■ RECORDS TO USE ■

PR #748, opened 2026-09-20
test(app): stop test defaults suites leaving a plist behind on every run

pasrom:
Every test that needs isolated settings makes a `UserDefaults(suiteName:)`, and the file behind it stays in `~/Library/Preferences` forever. On this machine that had reached 117,903 plists, 113,345 of them named after test classes, taking 500 MB because each 42-byte shell occupies a 4 KB block.

## Why the obvious fix is not the fix

Most of these tests already call `removePersistentDomain(forName:)`. It empties the domain and leaves the file. Deleting the file in the teardown does not help either, and that is the part worth reading before simplifying `DefaultsSuite`, because three shorter versions were tried and measured first.

`cfprefsd` keeps the emptied domain and writes it back out about five seconds later:

| checked at | plain | + `CFPreferencesAppSynchronize` | + `removeSuite` |
| --- | --- | --- | --- |
| immediately | gone | gone | gone |
| 2 s | gone | gone | gone |
| 5 s and beyond | back | back | back |

An `atexit` unlink does not help either, because the rewrite lands roughly five seconds after the writing process has already exited. There is no moment inside a process's life at which the file can be deleted and stay deleted. Relocating `HOME` is also closed: `FileManager.homeDirectoryForCurrentUser` ignores the variable and `cfprefsd` writes to the real location regardless.

That timing is also why this was never visible from a targeted run, and it is the trap to know about: a `swift test --filter OneClass` process is gone long before the rewrite, so a check made right after it exits reads clean and means nothing. Only a full run shows the leak, and then on a varying fraction of the suites created, because each one is a race. Instrumenting the teardown showed it plainly: 888 cleanup calls, and 230 of 238 leftover files had that call made for their own name.

## What this does instead

The cleanup is deferred to a later run, which is what `WatchingControllerFactory` already did for its own files and the reason its prefix was the one that had not piled up: 20 files against 34,863 for a test class with no sweep.

`DefaultsSuite.remove` empties the domain now, because that is what isolates the next test's keys, and records the name in a manifest keyed by pid. A later run unlinks exactly those names. A manifest is only acted on once its process is gone **and** it has sat untouched for a minute: sweeping on a dead pid alone deletes the fresh files of sibling `--parallel` workers before the rewrite lands, and throws away the manifest that was the only record of them. That mistake was measured too, at 404 files across two runs with nearly every manifest consumed inside the run that wrote it.

Names are recorded rather than matched by pattern, and the preferences directory is never listed: it holds a six-figure number of entries on a machine that has run this suite for a while, and the factory sweep's own comment records paying 16 s across the suite for listing it per call.

`ScratchDefaultsHygieneTests` keeps it that way by scanning the test sources, counting suites against cleanups per file rather than asking whether the helper appears somewhere in it. The weaker check let a real gap through, a second suite in `DebugRPCServerIntegrationTests` that nothing cleaned up, which is fixed here as well.

## Measured effect

Two consecutive full runs, counting the directory before and after each:

```
LAUF 1  exit=0  3182 tests  new=+172  removed=-11
LAUF 2  exit=0  3182 tests  new=+172  removed=-184
```

The second run removes the first run's files plus some older backlog, so the total fell rather than growing by 172. Growth is bounded at roughly one run's worth instead of accumulating.

**Not measured:** a third run to confirm that this is the steady state rather than a one-off backlog drain. I stopped short of it deliberately; a reviewer should weigh the claim accordingly.

Separately visible during review: restoring the factory sweep's immediate unlink took its prefix from 79 files back down to 35 in a single run.

## Not included

The existing backlog stays on disk. There is no measured functional impact, the directory holds real preferences next to the test residue, and the sweep will never touch the old files because they have no manifest. If it is ever wanted, it should be a separate step that prints the candidate list for review first, never a pattern.

## Gates

`./scripts/lint.sh` clean over 587 files. `swift test --parallel` green, 3269 tests, exit 0. The guard was proven red against a control file carrying one cleaned and one uncleaned suite, and green without it.


pasrom:
Follow-up after a quality pass over the branch. Two things are worth recording here rather than only in the history.

**What the pass changed.** The dead-pid predicate was a verbatim copy of the one in `XCTestCase+WatchingController`, comment included, and both of them gate deleting files out from under a live `--parallel` sibling; there is now one. The preferences path was spelled in two files that have to agree, and is now `DefaultsSuite.preferencesDirectory`. The once-per-process flag plus lock was a hand-rolled `swift_once` and is now a `static let`. The unlink reports its own outcome instead of a second `stat` per name. And the factory sweep's comment now says what is actually true of it: its own suite goes through the manifest now, so the directory listing only drains files created before this change, which makes it deletable rather than something to maintain.

**A defect this pass introduced and how it was caught,** because the failure mode is instructive. Narrowing the lock, I removed it entirely instead of leaving it around the manifest append, where `seekToEnd` and `write` are two steps on a shared handle reached from teardown blocks on arbitrary threads. The suite then failed with eight to eleven `Timed out while preparing execution worker` errors and not one failed assertion, which reads exactly like a loaded machine. It was not: eight earlier runs the same day had zero such errors, the second failing run had them with the load average down from 17.76 to 5.09, and after restoring the lock the suite came back green with zero of them at load 315.91. A green run under twenty times the load of a red one is what rules the environment out.

Gates on the pushed head: `./scripts/lint.sh` clean over 587 files, `swift test --parallel` exit 0 with 3269 tests and no worker errors.

**Still not measured,** unchanged from the description: the third consecutive run that would show the bounded growth is a steady state rather than a one-off backlog drain.

**One reviewable suggestion deliberately not taken.** The test target already has `makeTempDirectory(prefix:)`, which creates a resource and registers its teardown in one call precisely so a caller cannot forget the second half. This change adds only the cleanup half, so 41 call sites still mint their own name and register cleanup separately, in four spellings and five naming conventions. A `makeScratchDefaults()` on `XCTestCase` would collapse those, drop a `String!` property and its lint suppression from 14 classes, and make most of the guard test unnecessary by making the wrong thing unrepresentable rather than policed. It touches the same 31 files again, so it is left as a follow-up rather than folded in here.

PR #304, opened 2023-06-05
Change `initialization_cost` to `activation_penalty`

sebastian-quintero:
# Description

I believe this is the last part of the input that needed to be updated to be consistent. All other objectives that are penalties are named `penalty` so this PR does the same for the former initialization cost.


merschformann (approved):
:rocket:

PR #309, opened 2023-06-19
Feature/eng 3208 confusing api to cast newdurationexpression

davidrijsman:
* NewDurationExpression inline with NewDistanceExpression
* Introduced NewScaledDurationExpression

### DIFF
--- a/nextroute/common/duration.go
+++ b/nextroute/common/duration.go
@@ -1,0 +1,69 @@
+package common
+
+import (
+	"fmt"
+	"time"
+)
+
+// DurationUnit is the unit of duration.
+type DurationUnit int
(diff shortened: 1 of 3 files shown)


nextroute/common/duration.go
```diff
@@ -0,0 +1,69 @@
+package common
+
+import (
+	"fmt"
+	"time"
+)
+
+// DurationUnit is the unit of duration.
+type DurationUnit int
```
sebastian-quintero, line 9: Why is all of this necessary and we don't simply use Go built-in's `time.Duration`?

sebastian-quintero (approved):

PR #314, opened 2023-06-27
Added options for validating nextroute input

davidrijsman:
# Description

Validation has been extende and options for factory input have been introduced:

* `Options.Validate.Disable.StartTime`, allow to disable the start time validation which requires a start time on a vehicle if start time windows on stops have been defined
* `Options.Validate.Enable.Matrix`, enable validation of values in distance and duration matrices
* `Options.Validate.Enable.MatrixAsymmetryTolerance`, allows to define the percentage symmetric cells can deviate from each other if matrices are validated


sebastian-quintero (approved):

nilsbeck (approved):

merschformann (approved):
:rocket:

■ TASK PROMPT ■
Your answer should consist of every line from the entries that holds "part".

■ FINISHED EXERCISE ■
Most of these tests already call `removePersistentDomain(forName:)`. It empties the domain and leaves the file. Deleting the file in the teardown does not help either, and that is the part worth reading before simplifying `DefaultsSuite`, because three shorter versions were tried and measured first.
I believe this is the last part of the input that needed to be updated to be consistent. All other objectives that are penalties are named `penalty` so this PR does the same for the former initialization cost.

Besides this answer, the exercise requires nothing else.